Radcliffe is fortunate to star opposite the endlessly subtle Richard Griffiths, Harry's dastardly Uncle Vernon in the Potter movies and a Tony Award winner last year for "The History Boys." Griffiths portrays Martin Dysart, the psychiatrist who slowly unravels the teenager's obsession and comes to envy his intense, transgressive communion with the horses.

This production will pack in the crowds thanks to Radcliffe's fame and the unstoppable Harry Potter brand. It deserves to succeed on its own merits. Radcliffe proves he can shed, at least temporarily, the boy wizard's robes.

"Equus" is on view until June 9. Radcliffe returns as the teenage wizard in "Harry Potter and the Order of the Phoenix," opening July 13.

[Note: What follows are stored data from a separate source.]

PR #14564, opened 2026-07-16
feat(jans-cedarling): add batch authorize benchmarks and cross-binding contract coverage

### LINKED ISSUE #14494: test(jans-cedarling): add batch authorize benchmarks and cross-binding contract coverage

Batch authorization is a first-class API and its semantic contract must hold
identically across every binding. We need reproducible benchmarks so setup
amortization is visible in numbers and doesn't silently regress, plus contract
tests that verify the batch APIs behave identically across bindings.

**Benchmarks.** Extend the existing benchmark suite with N=10 and N=25 batch
scenarios for both flows, comparing:

- `authorize_unsigned_batch(N items)` vs. N × `authorize_unsigned`.
- `authorize_multi_issuer_batch(N items)` vs. N × `authorize_multi_issuer`.

Report wall-clock speedup, per-item p50/p95, and setup-amortization overhead.
Wire into the cross-binding benchmark contract established for existing calls.

**Contract tests (shared across bindings).**

- **Result equivalence.** Given identical inputs and no state changes between
  calls, `authorize_*_batch(items)` returns results equal to the sequence
  `items.map(authorize_*)` — same decisions, same diagnostics reasons.
- **Ordering.** Shuffle items; verify results reorder with them.
- **Empty-items rejection.** Returns the same `BatchValidationError` variant in
  every binding.
- **Per-item Cedar evaluation error** lands in that item's result, not as a
  batch-level failure.
- **`batch_id` correlation.** The response's `batch_id` is a valid UUIDv7 and
  matches the `batch_id` field on the emitted per-item decision-log entries.

N/A

**Additional context**
N/A

haileyesus2433:
### Prepare

-------------------

#### Target issue
  
  
  
  
closes #14494 

#### Implementation Details
  

-------------------

### DIFF
--- a/jans-cedarling/cedarling/src/tests/batch_contract.rs
+++ b/jans-cedarling/cedarling/src/tests/batch_contract.rs
@@ -114,18 +114,11 @@ fn diagnostic_reasons(result_response: &cedar_policy::Response) -> Vec<String> {
 #[tokio::test]
 async fn batch_unsigned_matches_sequence_of_single() {
     let cedarling = unsigned_cedarling().await;
-    let principal_ok = create_test_principal(
-        "Jans::TestPrincipal1",
-        "p1",
-        json!({"is_ok": true}),
-    )
-    .expect("principal should build");
-    let principal_bad = create_test_principal(
-        "Jans::TestPrincipal1",
-        "p1",
-        json!({"is_ok": false}),
-    )
-    .expect("principal should build");
+    let principal_ok = create_test_principal("Jans::TestPrincipal1", "p1", json!({"is_ok": true}))
+        .expect("principal should build");
+    let principal_bad =
+        create_test_principal("Jans::TestPrincipal1", "p1", json!({"is_ok": false}))
+            .expect("principal should build");
 
     // Mixed: allow-item, deny-item (bad principal), allow-item.
     let items = vec![
@@ -163,10 +156,10 @@ async fn batch_unsigned_matches_sequence_of_single() {
         .await
         .expect("batch should succeed");
 
-    assert_eq!(
-        seq_ok.len(),
-        batch_ok.results.len(),
-        "result count must match between batch and sequence"
+    assert_eq!(seq_ok.len(), batch_ok.results.len());
+    assert!(
+        batch_ok.results.iter().all(|r| r.decision),
+        "is_ok=true principal must Allow every item — check fixture drift"
     );
     for (i, (s, b)) in seq_ok.iter().zip(batch_ok.results.iter()).enumerate() {
         assert_eq!(s.decision, b.decision, "decision mismatch at item {i}");
@@ -199,6 +192,10 @@ async fn batch_unsigned_matches_sequence_of_single() {
         .await
         .expect("batch should succeed");
 
+    assert!(
+        batch_bad.results.iter().all(|r| !r.decision),
+        "is_ok=false principal must Deny every item — check fixture drift"
+    );
     for (i, (s, b)) in seq_bad.iter().zip(batch_bad.results.iter()).enumerate() {
         assert_eq!(s.decision, b.decision, "deny decision mismatch at item {i}");
         assert_eq!(
@@ -239,17 +236,18 @@ async fn batch_multi_issuer_matches_sequence_of_single() {
     }
 
     let batch = cedarling
-        .authorize_multi_issuer_batch(BatchAuthorizeMultiIssuerRequest::new(
-            tokens,
-            items.clone(),
-        ))
+        .authorize_multi_issuer_batch(BatchAuthorizeMultiIssuerRequest::new(tokens, items.clone()))
         .await
         .expect("multi-issuer batch should succeed");
 
+    assert_eq!(sequence.len(), batch.results.len());
+    // Positive/negative anchors — allow items at 0/2, deny items at 1/3.
+    // Guards against a fixture drift where both sides silently all-Deny.
+    let decisions: Vec<bool> = batch.results.iter().map(|r| r.decision).collect();
     assert_eq!(
-        sequence.len(),
-        batch.results.len(),
-        "result count must match between batch and sequence"
+        decisions,
+        vec![true, false, true, false],
+        "batch decisions must match the allow/deny/allow/deny item pattern"
     );
     for (i, (s, b)) in sequence.iter().zip(batch.results.iter()).enumerate() {
         assert_eq!(s.decision, b.decision, "decision mismatch at item {i}");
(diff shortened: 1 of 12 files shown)


mo-auto:

|---|---|---|---|---|---|---|
| :white_check_mark: | Open Source Security| 0 | 0 | 0 | 0 | [ 0 issues](https://app.snyk.io/org/janssenproject/pr-checks/63be02e1-7ede-4a10-916f-a8ff39eb6522?refs=2c35cde1383eea8e44f0e659f621e72c22e65ddb&source=prChecksComment) |

haileyesus2433:
@coderabbitai review

olehbozhok (changes requested):
**Suggestion: add pre-bench decision validation for Rust criterion benchmarks**

Five of six binding benches (C, Go, Python, WASM, Java) validate that every
item returns `Allow` *before* collecting timing samples — catching
misconfigured fixtures or unexpected Deny before measurement begins.

The Rust criterion bench (`authz_authorize_batch_benchmark.rs`) is the
outlier: it only asserts result count inside the measured loop and never
checks decisions. If the policy engine changes behaviour or fixtures drift,
the bench silently measures a Deny path instead of the intended Allow path.

Concrete fix for `bench_unsigned_batch`:

```rust
// Pre-bench trial: confirm every item would Allow
let trial = runtime
    .block_on(cedarling.authorize_unsigned_batch(request.clone()))
    .expect("trial batch call");
assert!(
    trial.results.iter().all(|r| r.decision),
    "all items must Allow — check fixtures"
);
```

Same pattern applies to the other three bench functions
(`bench_unsigned_sequence`, `bench_multi_issuer_batch`,
`bench_multi_issuer_sequence`). The trial uses `runtime.block_on`, which is
safe because the outer functions already own a `Runtime`.

jans-cedarling/cedarling/src/tests/batch_contract.rs
```diff
@@ -0,0 +1,369 @@
...
+        ))
+        .await
+        .expect("batch should succeed");
+
+    assert_eq!(
+        seq_ok.len(),
+        batch_ok.results.len(),
+        "result count must match between batch and sequence"
+    );
+    for (i, (s, b)) in seq_ok.iter().zip(batch_ok.results.iter()).enumerate() {
```
tareknaser, line 169: This test (and `batch_multi_issuer_matches_sequence_of_single` below) only checks that the batch result matches the sequence-of-single result but not what those decisions should actually be. If a fixture or policy drift made every item Deny, the batch and the sequence would both deny and the test would still pass (all-Deny equals all-Deny)

I think the multi-issuer one is the sharper case here. It builds `multi_issuer_allow_item()` and `multi_issuer_deny_item(...)` but it never checks that the "allow" items actually allow.

The reverse-order test right below pins `baseline_decisions == vec![true, false, ...]` and the per-flow tests in `authorize_multi_issuer_batch.rs` pin decisions too so this feels like a gap that's specific to these two tests.

We should probably add a positive/negative anchor here. For example, assert that the allow items come back `true` and the bad-principal / wrong-id items come back `false`.

jans-cedarling/cedarling/src/tests/batch_contract.rs
```diff
@@ -0,0 +1,369 @@
...
+    )
+    .expect("principal should build");
+    let principal_bad = create_test_principal(
+        "Jans::TestPrincipal1",
+        "p1",
+        json!({"is_ok": false}),
+    )
+    .expect("principal should build");
+
+    // Mixed: allow-item, deny-item (bad principal), allow-item.
```
tareknaser: nit: the comment says three items with a deny in the middle but `items` is two same-shaped allow items. The deny path actually comes later from `principal_bad`

jans-cedarling/cedarling/src/tests/batch_contract.rs
tareknaser: This is the same as "don't silently pass on a Deny path" idea Oleh raised on the bench

tareknaser:
> **Suggestion: add pre-bench decision validation for Rust criterion benchmarks**

cc: @olehbozhok

The `req.clone()` (O(N) for the batch, per item for the sequence) and the `assert_eq!` both happen inside the timed closure so their cost ends up being part of the measurement.

If I understand correctly, the goal here is to measure the setup amortization. Was including the clone in the measured section intentional or would it make more sense to move it to the setup step so both sides are measuring the same thing?

jans-cedarling/cedarling/src/tests/batch_contract.rs
haileyesus2433: resolved in https://github.com/JanssenProject/jans/pull/14564/commits/efe618c999164323de4c19184207aa523ca4f65d

jans-cedarling/cedarling/src/tests/batch_contract.rs
haileyesus2433: resolved https://github.com/JanssenProject/jans/pull/14564/commits/dcb36f1cca12c2e4cc4886410a83b10af2dfc296

haileyesus2433:
> > **Suggestion: add pre-bench decision validation for Rust criterion benchmarks**
> 
> cc: @olehbozhok
> 
> The `req.clone()` (O(N) for the batch, per item for the sequence) and the `assert_eq!` both happen inside the timed closure so their cost ends up being part of the measurement.
> 
> If I understand correctly, the goal here is to measure the setup amortization. Was including the clone in the measured section intentional or would it make more sense to move it to the setup step so both sides are measuring the same thing?

Fair point, and no it wasn't intentional. The req.clone() is there because authorize_unsigned_batch takes the request by value (moves it) and criterion's iter closure runs N times, each needing its own owned input. black_box(req.clone()) was the shortest thing that satisfied the type-checker; measuring it was an accident, not a design choice. its resolved in here https://github.com/JanssenProject/jans/pull/14564/commits/e92e81a0726ff3a0ab4412ef9eddb1ab5c232ff2

haileyesus2433:
> **Suggestion: add pre-bench decision validation for Rust criterion benchmarks**
> 
> Five of six binding benches (C, Go, Python, WASM, Java) validate that every item returns `Allow` _before_ collecting timing samples — catching misconfigured fixtures or unexpected Deny before measurement begins.
> 
> The Rust criterion bench (`authz_authorize_batch_benchmark.rs`) is the outlier: it only asserts result count inside the measured loop and never checks decisions. If the policy engine changes behaviour or fixtures drift, the bench silently measures a Deny path instead of the intended Allow path.
> 
> Concrete fix for `bench_unsigned_batch`:
> 
> ```rust
> // Pre-bench trial: confirm every item would Allow
> let trial = runtime
>     .block_on(cedarling.authorize_unsigned_batch(request.clone()))
>     .expect("trial batch call");
> assert!(
>     trial.results.iter().all(|r| r.decision),
>     "all items must Allow — check fixtures"
> );
> ```
> 
> Same pattern applies to the other three bench functions (`bench_unsigned_sequence`, `bench_multi_issuer_batch`, `bench_multi_issuer_sequence`). The trial uses `runtime.block_on`, which is safe because the outer functions already own a `Runtime`.

resolved in https://github.com/JanssenProject/jans/pull/14564/commits/ad840e9ddedb6870c82b880cec51a7780a429e8f

dagregi (approved):

olehbozhok (approved):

Here's what some London critics are saying:

Charles Spencer, writing in The Daily Telegraph, said although "Equus" was full of "phoney baloney" and "pseudo-profundity," Radcliffe had shown he was more than just a middling movie wizard. "[He] brilliantly succeeds in throwing off the mantle of Harry Potter, announcing himself as a thrilling stage actor of unexpected range and depth," Spencer said.

The Times' Benedict Nightingale said there should have been only two questions on the audience's mind: "Is the boy wizard enough of a wizard to merit a place on stage beside Richard Griffiths? And how does Peter Shaffer's play stand up 34 years after its premiere?"

He said that while Radcliffe had proven himself on the stage, "The second question is that, though gripping and theatrically skillful, 'Equus' is at the root dated, pretentious, and even a bit pernicious."

The sentiment was echoed by Michael Billington, who wrote in The Guardian that the play romanticized pain. But he agreed "Equus" showed Radcliffe was "no flash in the magic pan."

"Forget all the prurient press speculation about Harry Potter's private parts," he said, referring to the scene at the end where Radcliffe is nude. "The revelation in this revival is that Daniel Radcliffe really can act."